Simplified ultralong protocol of gonadotrophin-releasing hormone agonist for ovulation induction with intrauterine insemination in patients with endometriosis

Affiliations
Clinical Trial

Simplified ultralong protocol of gonadotrophin-releasing hormone agonist for ovulation induction with intrauterine insemination in patients with endometriosis

C H Kim et al. Hum Reprod. 1996 Feb.

Abstract

The present study was designed to assess the usefulness of the simplified ultralong protocol of gonadotrophin-releasing hormone agonist (GnRHa) for ovulation induction with intrauterine insemination (IUI) in patients with various stages of endometriosis. A prospective randomized trial was set up to compare the simplified ultralong protocol (ULP) and the long protocol (LP) of GnRHa for ovulation induction with IUI in patients with endometriosis. There was no evidence of other factors in infertility in any patient. In the ULP group (39 patients), 4 weeks after a single injection of 3.75 mg Decapeptyl had been given, daily s.c. administration of 0.1 mg Decapeptyl was initiated and continued for at least 2 weeks prior to ovarian stimulation. In the LP group (41 patients), daily s.c. administration of 0.1 mg Decapeptyl was initiated from the mid-luteal phase of the cycle preceding the stimulation cycle. After 14 days of administration, ovarian stimulation was started if pituitary desensitization had been achieved. The amount of gonadotrophins required, number of days of gonadotrophin administration, serum oestradiol response, and the number of mature follicles were comparable in both groups. The clinical pregnancy rate per cycle was significantly higher in the ULP group at 48.7% (19/39) compared with 26.8% (11/41) in the LP group.

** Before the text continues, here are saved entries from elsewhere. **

PR #1001, opened 2016-04-11
Refactor object property chain to use property pairs.

zherczeg:
The patch itself seems a step back, but the primary aim is opening future
optimization opportunities. The list of changes follows:

 - Property is changed to be an abstract type, which has type, flags,
   and a value. It does not have a name anymore and property pointers
   cannot be compressed.
 - Full (32 bit) ecma values can be property values. This allows
   using non-compressed pointers for ecma values in the future.
 - The property chain is not restricted to the same item anymore,
   it can contain hash maps, arrays in the future.

### DIFF
--- a/jerry-core/ecma/base/ecma-alloc.c
+++ b/jerry-core/ecma/base/ecma-alloc.c
@@ -21,8 +21,12 @@
 #include "jrt.h"
 #include "mem-poolman.h"
 
-JERRY_STATIC_ASSERT (sizeof (ecma_property_t) <= sizeof (uint64_t),
-                     size_of_ecma_property_t_must_be_less_than_or_equal_to_8_bytes);
+JERRY_STATIC_ASSERT (sizeof (ecma_property_value_t) == sizeof (ecma_value_t),
+                     size_of_ecma_property_value_t_must_be_equal_to_size_of_ecma_value_t);
+JERRY_STATIC_ASSERT (((sizeof (ecma_property_value_t) - 1) & sizeof (ecma_property_value_t)) == 0,
+                     size_of_ecma_property_value_t_must_be_power_of_2);
+JERRY_STATIC_ASSERT (sizeof (ecma_property_pair_t) == sizeof (uint64_t) * 2,
+                     size_of_ecma_property_pair_t_must_be_equal_to_16_bytes);
 
 JERRY_STATIC_ASSERT (sizeof (ecma_object_t) <= sizeof (uint64_t),
                      size_of_ecma_object_t_must_be_less_than_or_equal_to_8_bytes);
@@ -85,13 +89,32 @@ JERRY_STATIC_ASSERT (sizeof (ecma_getter_setter_pointers_t) <= sizeof (uint64_t)
   DEALLOC (ecma_type)
 
 DECLARE_ROUTINES_FOR (object)
-DECLARE_ROUTINES_FOR (property)
 DECLARE_ROUTINES_FOR (number)
 DECLARE_ROUTINES_FOR (collection_header)
 DECLARE_ROUTINES_FOR (collection_chunk)
 DECLARE_ROUTINES_FOR (string)
 DECLARE_ROUTINES_FOR (getter_setter_pointers)
 DECLARE_ROUTINES_FOR (external_pointer)
+
+/**
+ * Allocate memory for ecma-property pair
+ *
+ * @return pointer to allocated memory
+ */
+ecma_property_pair_t *
+ecma_alloc_property_pair (void)
+{
+  return mem_heap_alloc_block (sizeof (ecma_property_pair_t));
+} /* ecma_alloc_property_pair */
+
+/**
+ * Dealloc memory from an ecma-property
+ */
+extern void
+ecma_dealloc_property_pair (ecma_property_pair_t *property_pair_p) /**< property pair to be freed */
+{
+  mem_heap_free_block (property_pair_p, sizeof (ecma_property_pair_t));
+} /* ecma_dealloc_property_pair */
 
 /**
  * @}
--- a/jerry-core/ecma/base/ecma-alloc.h
+++ b/jerry-core/ecma/base/ecma-alloc.h
@@ -38,18 +38,6 @@ extern ecma_object_t *ecma_alloc_object (void);
 extern void ecma_dealloc_object (ecma_object_t *);
 
 /**
- * Allocate memory for ecma-property
- *
- * @return pointer to allocated memory
- */
-extern ecma_property_t *ecma_alloc_property (void);
-
-/**
- * Dealloc memory from an ecma-property
- */
-extern void ecma_dealloc_property (ecma_property_t *);
-
-/**
  * Allocate memory for ecma-number
  *
  * @return pointer to allocated memory
@@ -120,6 +108,18 @@ extern ecma_external_pointer_t *ecma_alloc_external_pointer (void);
 * Dealloc memory from external pointer
 */
 extern void ecma_dealloc_external_pointer (ecma_external_pointer_t *);
+
+/**
+ * Allocate memory for ecma-property pair
+ *
+ * @return pointer to allocated memory
+ */
+extern ecma_property_pair_t *ecma_alloc_property_pair (void);
+
+/**
+ * Dealloc memory from an ecma-property pair
+ */
+extern void ecma_dealloc_property_pair (ecma_property_pair_t *);
 
 /**
  * @}
--- a/jerry-core/ecma/base/ecma-gc.c
+++ b/jerry-core/ecma/base/ecma-gc.c
@@ -200,6 +200,139 @@ ecma_gc_init (void)
 } /* ecma_gc_init */
 
 /**
+ * Mark referenced object from property
+ */
+static void
+ecma_gc_mark_property (ecma_property_t *property_p) /**< property */
+{
+  switch (ECMA_PROPERTY_GET_TYPE (property_p))
+  {
+    case ECMA_PROPERTY_TYPE_NAMEDDATA:
+    {
+      ecma_value_t value = ecma_get_named_data_property_value (property_p);
+
+      if (ecma_is_value_object (value))
+      {
+        ecma_object_t *value_obj_p = ecma_get_object_from_value (value);
+
+        ecma_gc_set_object_visited (value_obj_p, true);
+      }
+      break;
+    }
+    case ECMA_PROPERTY_TYPE_NAMEDACCESSOR:
+    {
+      ecma_object_t *getter_obj_p = ecma_get_named_accessor_property_getter (property_p);
+      ecma_object_t *setter_obj_p = ecma_get_named_accessor_property_setter (property_p);
+
+      if (getter_obj_p != NULL)
+      {
+        ecma_gc_set_object_visited (getter_obj_p, true);
+      }
+
+      if (setter_obj_p != NULL)
+      {
+        ecma_gc_set_object_visited (setter_obj_p, true);
+      }
+      break;
+    }
+    case ECMA_PROPERTY_TYPE_INTERNAL:
+    {
+      uint32_t property_value = ECMA_PROPERTY_VALUE_PTR (property_p)->value;
+
+      switch (ECMA_PROPERTY_GET_INTERNAL_PROPERTY_TYPE (property_p))
+      {
+        case ECMA_INTERNAL_PROPERTY_NUMBER_INDEXED_ARRAY_VALUES: /* a collection of ecma values */
+        case ECMA_INTERNAL_PROPERTY_STRING_INDEXED_ARRAY_VALUES: /* a collection of ecma values */
+        {
+          JERRY_UNIMPLEMENTED ("Indexed array storage is not implemented yet.");
+        }
+
+        case ECMA_INTERNAL_PROPERTY_PROTOTYPE: /* the property's value is located in ecma_object_t
+                                                * (see above in the routine) */
+        case ECMA_INTERNAL_PROPERTY_EXTENSIBLE: /* the property's value is located in ecma_object_t
+                                                 * (see above in the routine) */
+        case ECMA_INTERNAL_PROPERTY__COUNT: /* not a real internal property type,
+                                             * but number of the real internal property types */
+        {
+          JERRY_UNREACHABLE ();
+        }
+
+        case ECMA_INTERNAL_PROPERTY_PRIMITIVE_STRING_VALUE: /* compressed pointer to a ecma_string_t */
+        case ECMA_INTERNAL_PROPERTY_PRIMITIVE_NUMBER_VALUE: /* compressed pointer to a ecma_number_t */
+        case ECMA_INTERNAL_PROPERTY_PRIMITIVE_BOOLEAN_VALUE: /* a simple boolean value */
+        case ECMA_INTERNAL_PROPERTY_CLASS: /* an enum */
+        case ECMA_INTERNAL_PROPERTY_CODE_BYTECODE: /* compressed pointer to a bytecode array */
+        case ECMA_INTERNAL_PROPERTY_NATIVE_CODE: /* an external pointer */
+        case ECMA_INTERNAL_PROPERTY_NATIVE_HANDLE: /* an external pointer */
+        case ECMA_INTERNAL_PROPERTY_FREE_CALLBACK: /* an object's native free callback */
+        case ECMA_INTERNAL_PROPERTY_BUILT_IN_ID: /* an integer */
+        case ECMA_INTERNAL_PROPERTY_BUILT_IN_ROUTINE_DESC: /* an integer */
+        case ECMA_INTERNAL_PROPERTY_EXTENSION_ID: /* an integer */
+        case ECMA_INTERNAL_PROPERTY_NON_INSTANTIATED_BUILT_IN_MASK_0_31: /* an integer (bit-mask) */
+        case ECMA_INTERNAL_PROPERTY_NON_INSTANTIATED_BUILT_IN_MASK_32_63: /* an integer (bit-mask) */
+        case ECMA_INTERNAL_PROPERTY_REGEXP_BYTECODE:
+        {
+          break;
+        }
+
+        case ECMA_INTERNAL_PROPERTY_BOUND_FUNCTION_BOUND_THIS: /* an ecma value */
+        {
+          if (ecma_is_value_object (property_value))
+          {
+            ecma_object_t *obj_p = ecma_get_object_from_value (property_value);
+
+            ecma_gc_set_object_visited (obj_p, true);
+          }
+
+          break;
+        }
+
+        case ECMA_INTERNAL_PROPERTY_BOUND_FUNCTION_BOUND_ARGS: /* a collection of ecma values */
+        {
+          ecma_collection_header_t *bound_arg_list_p = ECMA_GET_NON_NULL_POINTER (ecma_collection_header_t,
+                                                                                  property_value);
+
+          ecma_collection_iterator_t bound_args_iterator;
+          ecma_collection_iterator_init (&bound_args_iterator, bound_arg_list_p);
+
+          for (ecma_length_t i = 0; i < bound_arg_list_p->unit_number; i++)
+          {
+            bool is_moved = ecma_collection_iterator_next (&bound_args_iterator);
+            JERRY_ASSERT (is_moved);
+
+            if (ecma_is_value_object (*bound_args_iterator.current_value_p))
+            {
+              ecma_object_t *obj_p = ecma_get_object_from_value (*bound_args_iterator.current_value_p);
+
+              ecma_gc_set_object_visited (obj_p, true);
+            }
+          }
+
+          break;
+        }
+
+        case ECMA_INTERNAL_PROPERTY_BOUND_FUNCTION_TARGET_FUNCTION: /* an object */
+        case ECMA_INTERNAL_PROPERTY_SCOPE: /* a lexical environment */
+        case ECMA_INTERNAL_PROPERTY_PARAMETERS_MAP: /* an object */
+        {
+          ecma_object_t *obj_p = ECMA_GET_NON_NULL_POINTER (ecma_object_t, property_value);
+
+          ecma_gc_set_object_visited (obj_p, true);
+
+          break;
+        }
+      }
+      break;
+    }
+    default:
+    {
+      JERRY_UNREACHABLE ();
+      break;
+    }
+  }
+} /* ecma_gc_mark_property */
+
+/**
  * Mark objects as visited starting from specified object as root
  */
 void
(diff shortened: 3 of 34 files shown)


zherczeg:
Unfortunately the patch is big, 142K.

LaszloLango:
#### RPi2 results

Base rev: 920a9ee

                                        3d-cube.js |   2.482s ->   2.408s :  +2.982%  (+-1.266%) : [+]
                            access-binary-trees.js |   1.254s ->   1.210s :  +3.509%  (+-0.868%) : [+]
                                access-fannkuch.js |   7.548s ->   7.144s :  +5.352%  (+-1.277%) : [+]
                                   access-nbody.js |   2.812s ->   2.672s :  +4.979%  (+-1.106%) : [+]
                       bitops-3bit-bits-in-byte.js |   1.616s ->   1.566s :  +3.094%  (+-0.972%) : [+]
                            bitops-bits-in-byte.js |   2.440s ->   2.316s :  +5.082%  (+-0.925%) : [+]
                             bitops-bitwise-and.js |   3.442s ->   3.090s : +10.227%  (+-0.645%) : [+]
                             bitops-nsieve-bits.js |  18.046s ->  13.356s : +25.989%  (+-0.875%) : [+]
                          controlflow-recursive.js |   0.930s ->   0.910s :  +2.151%  (+-0.000%) : [+]
                                     crypto-aes.js |   3.278s ->   3.138s :  +4.271%  (+-1.204%) : [+]
                                     crypto-md5.js |   3.252s ->   2.604s : +19.926%  (+-0.655%) : [+]
                                    crypto-sha1.js |   2.034s ->   1.754s : +13.766%  (+-1.249%) : [+]
                              date-format-tofte.js |   2.006s ->   1.942s :  +3.190%  (+-0.712%) : [+]
                              date-format-xparb.js |   0.790s ->   0.778s :  +1.519%  (+-1.166%) : [+]
                                    math-cordic.js |   2.844s ->   2.768s :  +2.672%  (+-0.504%) : [+]
                              math-partial-sums.js |   1.628s ->   1.474s :  +9.460%  (+-0.861%) : [+]
                             math-spectral-norm.js |   1.424s ->   1.374s :  +3.511%  (+-1.101%) : [+]
                                  string-base64.js |   4.914s ->   4.932s :  -0.366%  (+-1.394%) : [≈]
                                   string-fasta.js |   3.198s ->   3.054s :  +4.503%  (+-1.070%) : [+]
                                   Geometric mean: |                   Speed up: 6.871% (+-0.243%) : [+]

Binary size:
base: 179896 bytes
branch: 183096 bytes

jerry-core/ecma/base/ecma-alloc.c
```diff
@@ -94,6 +97,26 @@ DECLARE_ROUTINES_FOR (getter_setter_pointers)
 DECLARE_ROUTINES_FOR (external_pointer)
 
 /**
+ * Allocate memory for ecma-property pair
+ *
+ * @return pointer to allocated memory
+ */
+extern ecma_property_pair_t *
```
akiss77: I think we are not using `extern` in sources but in headers only.

jerry-core/ecma/base/ecma-alloc.c
```diff
@@ -94,6 +97,26 @@ DECLARE_ROUTINES_FOR (getter_setter_pointers)
 DECLARE_ROUTINES_FOR (external_pointer)
 
 /**
+ * Allocate memory for ecma-property pair
+ *
+ * @return pointer to allocated memory
```
LaszloLango: What if allocation fails? Bails out or return NULL?

jerry-core/ecma/base/ecma-gc.c
```diff
@@ -199,6 +199,136 @@ ecma_gc_init (void)
...
+    case ECMA_PROPERTY_TYPE_INTERNAL:
+    {
+      uint32_t property_value = ECMA_OBJECT_PROPERTY_VALUE (property_p)->value;
+
+      switch (ECMA_OBJECT_GET_INTERNAL_PROPERTY_TYPE (property_p))
+      {
+        case ECMA_INTERNAL_PROPERTY_NUMBER_INDEXED_ARRAY_VALUES: /* a collection of ecma values */
+        case ECMA_INTERNAL_PROPERTY_STRING_INDEXED_ARRAY_VALUES: /* a collection of ecma values */
+        {
+          JERRY_UNIMPLEMENTED ("Indexed array storage is not implemented yet.");
```
LaszloLango: Does it mean that the patch need future work? Is there any detailed description for this (issue or TODO comment)?

jerry-core/ecma/base/ecma-gc.c
```diff
@@ -199,6 +199,136 @@ ecma_gc_init (void)
...
+        }
+
+        case ECMA_INTERNAL_PROPERTY_PROTOTYPE: /* the property's value is located in ecma_object_t
+                                                * (see above in the routine) */
+        case ECMA_INTERNAL_PROPERTY_EXTENSIBLE: /* the property's value is located in ecma_object_t
+                                                 * (see above in the routine) */
+        case ECMA_INTERNAL_PROPERTY__COUNT: /* not a real internal property type,
```
LaszloLango: Default case do the same. I'd move these into the default case as an assert.

LaszloLango: Ignore my prev. comment. That default belongs to the outer switch. :) I missed that.

jerry-core/ecma/base/ecma-gc.c
zherczeg: That code is copied. I don't want to change that in this patch. I want to work on the internal properties in the next patch.

jerry-core/ecma/base/ecma-alloc.c
zherczeg: In Jerry a failed allocation stops the engine. Other allocator functions has this return value specification, I didin't want to change the custom.

zherczeg:
Patch updated.

jerry-core/ecma/base/ecma-alloc.c
LaszloLango: Could you extend the comment of this function with this note?

jerry-core/ecma/base/ecma-gc.c
LaszloLango: OK

jerry-core/ecma/base/ecma-globals.h
```diff
@@ -227,56 +306,61 @@ typedef struct
...
-  } v;
-} ecma_property_t;
+/**
+ * Returns true if the property pointer is a property pair.
+ */
+#define ECMA_OBJECT_IS_PROPERTY_PAIR(property_header_p) \
+  (ECMA_OBJECT_GET_PROPERTY_TYPE (&((property_header_p)->first_type)) <= ECMA_PROPERTY_TYPE_PROPERTY_PAIR__MAX)
+
+/**
+ * Returns the internal property type
```
LaszloLango: Missing dot at end of statement. :)

LaszloLango:
LGTM

zherczeg:
Renamed the remaining ECMA_OBJECT_ prefixed macros to ECMA_PROPERTY_ macros

LaszloLango:
still LGTM

jerry-core/ecma/base/ecma-alloc.c
akiss77: I'd keep doc comment as is. This function simply wraps `mem_heap_alloc_block`. Should its functionality change, e.g., may we prepare for OOM situations in the (not too near) future, then this function will change its behaviour as well. And then the suggested note would become invalid.

jerry-core/ecma/base/ecma-alloc.h
```diff
@@ -38,16 +38,16 @@ extern ecma_object_t *ecma_alloc_object (void);
...
  */
-extern ecma_property_t *ecma_alloc_property (void);
+extern ecma_property_pair_t *ecma_alloc_property_pair (void);
 
 /**
- * Dealloc memory from an ecma-property
+ * Dealloc memory from an ecma-property pair
  */
-extern void ecma_dealloc_property (ecma_property_t *);
+extern void ecma_dealloc_property_pair (ecma_property_pair_t *);
```
akiss77: Please, move both these declarations to the end of the header file to match the order of functions in the C source.

jerry-core/ecma/base/ecma-gc.c
```diff
@@ -199,6 +199,136 @@ ecma_gc_init (void)
   ecma_gc_new_objects_since_last_gc = 0;
 } /* ecma_gc_init */
 
+static void
+ecma_gc_mark_property (ecma_property_t *property_p) /**< property */
```
akiss77: This function most definitely needs a doc comment.

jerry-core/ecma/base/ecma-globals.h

The miscarriage rates were 21.1% (4/19) in the ULP group and 18.2% (2/11) in the LP group. In patients with stage I or II endometriosis, there was no significant difference between the two groups with respect to clinical pregnancy rate per cycle (47.4 versus 35.0%). In patients with stage III or IV endometriosis, the clinical pregnancy rate per cycle was significantly higher in the ULP group at 50.0% (10/20) compared with 19.0% (4/21) in the LP group. This study suggests that a simplified ULP of GnRHa could give better chances of achieving pregnancy in endometriosis patients undergoing assisted reproductive technologies and that this protocol may be more useful in patients with an advanced stage of endometriosis.